[Collected data entries]
______________________________

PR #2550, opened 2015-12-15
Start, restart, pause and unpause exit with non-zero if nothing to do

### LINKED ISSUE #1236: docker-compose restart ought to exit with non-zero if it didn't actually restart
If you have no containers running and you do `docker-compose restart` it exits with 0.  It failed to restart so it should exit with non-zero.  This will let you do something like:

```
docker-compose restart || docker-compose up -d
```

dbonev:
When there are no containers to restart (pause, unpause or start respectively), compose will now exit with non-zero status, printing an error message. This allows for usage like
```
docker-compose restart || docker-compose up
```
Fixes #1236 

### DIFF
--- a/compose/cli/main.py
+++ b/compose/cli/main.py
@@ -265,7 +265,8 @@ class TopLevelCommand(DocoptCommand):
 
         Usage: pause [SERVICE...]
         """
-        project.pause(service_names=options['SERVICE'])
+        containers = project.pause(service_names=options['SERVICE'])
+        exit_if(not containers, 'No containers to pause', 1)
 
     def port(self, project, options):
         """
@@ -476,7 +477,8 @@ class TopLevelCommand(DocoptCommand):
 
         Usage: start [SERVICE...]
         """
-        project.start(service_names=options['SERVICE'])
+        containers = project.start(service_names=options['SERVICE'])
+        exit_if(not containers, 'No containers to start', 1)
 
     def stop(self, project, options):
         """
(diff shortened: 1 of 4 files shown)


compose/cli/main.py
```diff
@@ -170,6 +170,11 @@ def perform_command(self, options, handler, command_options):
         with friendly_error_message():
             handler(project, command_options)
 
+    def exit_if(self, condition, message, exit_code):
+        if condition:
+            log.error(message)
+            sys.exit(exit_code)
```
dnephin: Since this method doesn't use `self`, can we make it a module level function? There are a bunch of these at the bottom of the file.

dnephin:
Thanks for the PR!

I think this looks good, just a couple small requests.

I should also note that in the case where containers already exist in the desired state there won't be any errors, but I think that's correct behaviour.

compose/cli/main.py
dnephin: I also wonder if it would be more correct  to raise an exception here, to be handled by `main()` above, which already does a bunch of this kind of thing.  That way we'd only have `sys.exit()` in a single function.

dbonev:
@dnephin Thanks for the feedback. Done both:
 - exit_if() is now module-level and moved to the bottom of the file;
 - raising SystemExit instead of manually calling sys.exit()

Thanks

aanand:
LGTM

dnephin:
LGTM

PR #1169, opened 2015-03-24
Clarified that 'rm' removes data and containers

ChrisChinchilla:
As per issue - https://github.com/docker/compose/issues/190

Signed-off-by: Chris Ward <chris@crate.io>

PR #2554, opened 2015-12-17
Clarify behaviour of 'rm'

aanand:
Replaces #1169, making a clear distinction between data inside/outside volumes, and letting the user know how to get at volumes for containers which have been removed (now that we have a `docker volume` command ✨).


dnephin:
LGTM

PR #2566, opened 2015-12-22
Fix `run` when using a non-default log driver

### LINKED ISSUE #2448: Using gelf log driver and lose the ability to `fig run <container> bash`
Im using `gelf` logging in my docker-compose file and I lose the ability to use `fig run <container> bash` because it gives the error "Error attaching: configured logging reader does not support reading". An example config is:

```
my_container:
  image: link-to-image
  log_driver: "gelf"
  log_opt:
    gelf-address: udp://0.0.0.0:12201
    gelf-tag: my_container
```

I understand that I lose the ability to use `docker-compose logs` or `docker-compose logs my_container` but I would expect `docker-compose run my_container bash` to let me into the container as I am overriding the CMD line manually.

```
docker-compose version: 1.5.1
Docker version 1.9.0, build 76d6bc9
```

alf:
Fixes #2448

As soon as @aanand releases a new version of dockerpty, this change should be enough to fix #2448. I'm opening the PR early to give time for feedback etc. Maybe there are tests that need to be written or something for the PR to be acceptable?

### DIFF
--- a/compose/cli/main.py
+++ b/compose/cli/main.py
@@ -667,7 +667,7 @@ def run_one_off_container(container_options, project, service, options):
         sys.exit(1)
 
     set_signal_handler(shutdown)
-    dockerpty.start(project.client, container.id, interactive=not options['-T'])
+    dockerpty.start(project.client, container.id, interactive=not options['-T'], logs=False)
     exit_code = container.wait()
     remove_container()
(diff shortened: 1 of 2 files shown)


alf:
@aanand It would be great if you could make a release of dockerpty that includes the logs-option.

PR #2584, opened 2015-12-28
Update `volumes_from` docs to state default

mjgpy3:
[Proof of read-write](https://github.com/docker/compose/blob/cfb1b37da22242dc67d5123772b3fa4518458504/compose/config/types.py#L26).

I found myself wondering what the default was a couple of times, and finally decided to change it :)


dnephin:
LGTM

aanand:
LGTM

______________________________

Wherever a line holds the word "shortened", copy that line out of the entries above.

(diff shortened: 1 of 4 files shown)
(diff shortened: 1 of 2 files shown)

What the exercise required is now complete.